__PROBLEM DESCRIPTION__. The expected answer comprises all lines from the entries that contain the string "github".

__RECORDS FOR THIS TASK__.
Issue #723, opened 2020-01-03
Warnings when running resample_data()


anetasie:
I see a lot of warnings while running 'resample_data()' in CIAO4.12 Sherpa. Test data for 
asymmetric errors will show the screen printout for every iteration. 

      load_ascii_with_errors(1,'gro.txt')
      set_stat('leastsq')
      set_model(powlaw1d.p1)
      fit()
      sample=resample_data(1,1000)

  

       .... warnings.warn("Converting array {} to numpy array".format(array))
     /Users/aneta/soft/ciao-4.12/ciao-4.12/lib/python3.5/site-packages/sherpa-4.12.0-py3.5- 
     macosx-10.12-x86_64.egg/sherpa/data.py:49: UserWarning: Converting array 
     [13.381319496084906, 13.633260235068068, 14.306213914726577, 13.983557790201848, 
    13.171125623509718, 12.488433532904432, 14.626279812074497, 16.012878283581944, 
    15.258566424800357, 13.690025984816309, 18.514528963412666, 14.876755444565106, 
    16.32593948807569, 11.884746992186537, 11.257004828977017, 11.134748193051466, 
    11.666966554920794, 11.688190461005217, 9.080282498957114, 10.042537574980583, 
    9.794066377984949, 9.180452401453762, 10.331401797264734, 10.69460004113246, 
    8.958842965993878, 7.552101436170255, 7.858390587996477, 10.645408597899696, 
    8.371732877410645, 6.9382374151118675, 8.068750514358847, 5.725444743683091, 
    6.479597857237468, 7.947197940606003, 5.017390444344825, 4.408614337830014, 
    5.470251340952552, 5.400760418773997, 4.926646231399067, 6.669486210793662, 
    3.946138706536805, 5.491861097640214, 20.473864743135888, 9.584644867183084, 
    2.9941695735462095, 3.8880767097610125, 2.8402196610798445, 1.6563930690598663, 
    2.5479535666395163, 2.3527045444059103, 2.774612664648795, 2.2056629549101965, 
    3.6670732010833658, 2.9395946286845893, 3.4041964024021647, 2.261442059019056, 
    1.537098568238905, 4.384837877801289, 0.5012254710457373, 4.472802659515596, 1 
    1.9897275999338797] to numpy array
     warnings.warn("Converting array {} to numpy array".format(array))
     p1.gamma : avg = -0.46824871286051334 , std = 0.07754346661186172
[...]

PR #725, opened 2020-01-07
convert a list to np.array to avoid warning messages

dtnguyen2:
# Note
This PR fixes issue #723 (a lot of warnings while running 'resample_data()' in CIAO4.12 Sherpa)

### DIFF
--- a/sherpa/sim/tests/test_asymmetric.py
+++ b/sherpa/sim/tests/test_asymmetric.py
@@ -1,5 +1,5 @@
 #
-#  Copyright (C) 2019  Smithsonian Astrophysical Observatory
+#  Copyright (C) 2019, 2020  Smithsonian Astrophysical Observatory
 #
 #
 #  This program is free software; you can redistribute it and/or modify
@@ -18,6 +18,7 @@
 #
 
 import numpy as np
+import warnings
 
 from sherpa.fit import Fit
 from sherpa.data import Data1DAsymmetricErrs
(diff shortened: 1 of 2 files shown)


DougBurke:
The macOS test had failed, but this was due to a (hopefully) random error - namely

```checking whether build environment is sane... configure: error: newly created file is older than distributed files!```

so I've re-started it (it was the only one marked as having failed).

File: sherpa/sim/tests/test_asymmetric.py [hunk 1]
```diff
@@ -182,3 +183,15 @@ def test_ui(self, tol=1.0e-3):
                                   sample['p1.gamma'])
         self.assertEqualWithinTol(self._resample_bench_10['p1.ampl'],
                                   sample['p1.ampl'])
+
+    def test_warning(self):
```
DougBurke: @dtnguyen2 - is there any reason you didn't do the fit using the ui layer? Not that it makes a difference here,but it looks a bit odd. That is

    ui.load_ascii_with_errors(1, self.gro_fname)
    ui.set_model(ui.powlaw1d.pl)
    ui.fit()
    with warnings.bla as w:
        more-blah

dtnguyen2: no real reason, other then laziness by cut and paste the code from the original bug report.  Want me to use the ui?

DougBurke: No - I don't think so. It just looks a bit odd but I don't think it's a major issue (unless there was something that needed it done this way, but there isn't. So it isn't).

PR #732, opened 2020-01-21
Remove unused Python 2.7 compatibility code

DougBurke:
# Summary

Remove unused code from the removal of Python 2.7 support.

# Details

Remove conditional code from Python 2.7 support. This is primarily driven from comments in the code pointing out changes made when adding python 3 support, so this is not guaranteed to catch everything (there is some code in datastack but I'm going to make a separate PR for that as it is more involved).

Changes include:

- remove `inspect.getargspec` as `inspect.signature` is supported by Python >= 3.3
- rework `is_binary_file` to match try/except handling (only catch where we expect an error to be raised) and to use a context manager to handle closing the file; the documentation of this internal routine has also been extended to spell out what "binary" means here
- rework conversion code in crates to be simpler now that there is no need to support Python 2.7
- Remove code that was only run with Python 2.7 (e.g. change "try: py27-call / except: py3-call" to just "py3-call").
- in the DS9 module there was code used only for Python versions earlier than 3.2; this was removed as our minimum supported Python version is 3.5.
- remove conditional compilation for pre-python 3 code from C++ code (both source code and header files)

Note that there is a change to the crates back end which have not been tested (as we don't have crates available in our travis tests). I have tested this off to the side, using the conda CIAO 4.12 CIAO package, and the tests pass.

The increase in coverage is small, but there (note that this doesn't track the minor clean up in the compiled code):

label | statements | missing | excluded | branches | partial | coverage
----- | ---------- | ------- | -------- | -------- | ------- | --------
before | 24304 | 7926 | 0 | 7086 | 1181 | 64%
after | 24246 | 7879 | 0 | 7066 | 1179 | 64%

### DIFF
--- a/sherpa/astro/io/crates_backend.py
+++ b/sherpa/astro/io/crates_backend.py
@@ -1,5 +1,6 @@
 #
-#  Copyright (C) 2011, 2015, 2016, 2019  Smithsonian Astrophysical Observatory
+#  Copyright (C) 2011, 2015, 2016, 2019, 2020
+#                Smithsonian Astrophysical Observatory
 #
 #
 #  This program is free software; you can redistribute it and/or modify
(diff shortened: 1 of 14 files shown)


DougBurke:
There ya go @dtnguyen2 - have some 2020s.

Issue #731, opened 2020-01-17
> perhaps the following code


dtnguyen2:
> perhaps the following code
> 
> ```
>     def teardown(self):
>         self._use_caching = False
> ```
> 
> in the file _models/model.py_ should be changed to:
> 
> ```
>    def teardown(self):
>        self._use_caching = True
> ```
> 
> also

I personally don't have a good feel for how the cache code and the setup/teardown methods are meant to interact. Previously I think the cache was only used for models with no free parameters, and then only within the context of a "setup/teardown" call - e.g. as done by a fit call. This is presumably why there is a unilateral "turn off cacheing" in the teardown method, in case it had been turned on by the setup method.

 We've now changed things so that cacheing is expected to be on, so turning it off in teardown isn't very useful. However, I am not convinced that always turning it on is a great idea either. My current feeling would be that the teardown method shouldn't change the `_use_caching` attribute. In that case we may also want to remove the "turn on caching if there are no free parameters" logic in the setup method as well (since we expect the cache support to already be on), but I think this is getting to the point that we should be reviewing the cache code.

_Originally posted by @DougBurke in https://github.com/sherpa/sherpa/pull/678#issuecomment-532354706_

dtnguyen2:
While working on PR #728 (a fix to issue #717), I decided to take a closer look at the following section of the code
```
    def teardown(self):
        self._use_caching = False
```
First of all, the current code does _not_ pass the runtime cache option in the ```fit()``` command properly.  This can be seen with the following modifications:
1) Add a simple print of the ```_use_caching``` value in the sherpa/models/model.py file:
```
 (sherpa) [dtn@devel12 sherpa]$ git diff sherpa/models/model.py
diff --git a/sherpa/models/model.py b/sherpa/models/model.py
index 5e4c0bf4..f465554a 100644
--- a/sherpa/models/model.py
+++ b/sherpa/models/model.py
@@ -49,6 +49,7 @@ def modelCacher1d(func):
 
     def cache_model(cls, pars, xlo, *args, **kwargs):
         use_caching = cls._use_caching
+        print('from cache_model: use_caching =', use_caching)
         cache = cls._cache
         queue = cls._queue
```
[...]

PR #733, opened 2020-01-22
fix a bug with fit(cache=False) passing the runtime option while fitting

dtnguyen2:
# Note

This PR fixes the issue at the following comment https://github.com/sherpa/sherpa/issues/731#issuecomment-576873292
of issue #731

### DIFF
--- a/sherpa/models/model.py
+++ b/sherpa/models/model.py
@@ -1,6 +1,6 @@
 from __future__ import absolute_import
 #
-#  Copyright (C) 2010, 2016, 2017, 2018, 2019
+#  Copyright (C) 2010, 2016, 2017, 2018, 2019, 2020
 #      Smithsonian Astrophysical Observatory
 #
 #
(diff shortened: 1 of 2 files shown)


sherpa/ui/tests/test_ui.py
```diff
@@ -519,3 +526,38 @@ def test_user_model1d_fit():
...
+        return fvec
+
+    def __init__(self, name='myexp'):
+        self.A = Parameter(name, 'A', 1)
+        self.mylambda = Parameter(name, 'mylambda', 2)
+        self.b = Parameter(name, 'b', 3)
+        self.counter = 0
+        ArithmeticModel.__init__(self, name, (self.A, self.mylambda, self.b))
+
+@pytest.mark.usefixtures("clean_ui")
```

__PROBLEM SOLUTION__.
_Originally posted by @DougBurke in https://github.com/sherpa/sherpa/pull/678#issuecomment-532354706_
This PR fixes the issue at the following comment https://github.com/sherpa/sherpa/issues/731#issuecomment-576873292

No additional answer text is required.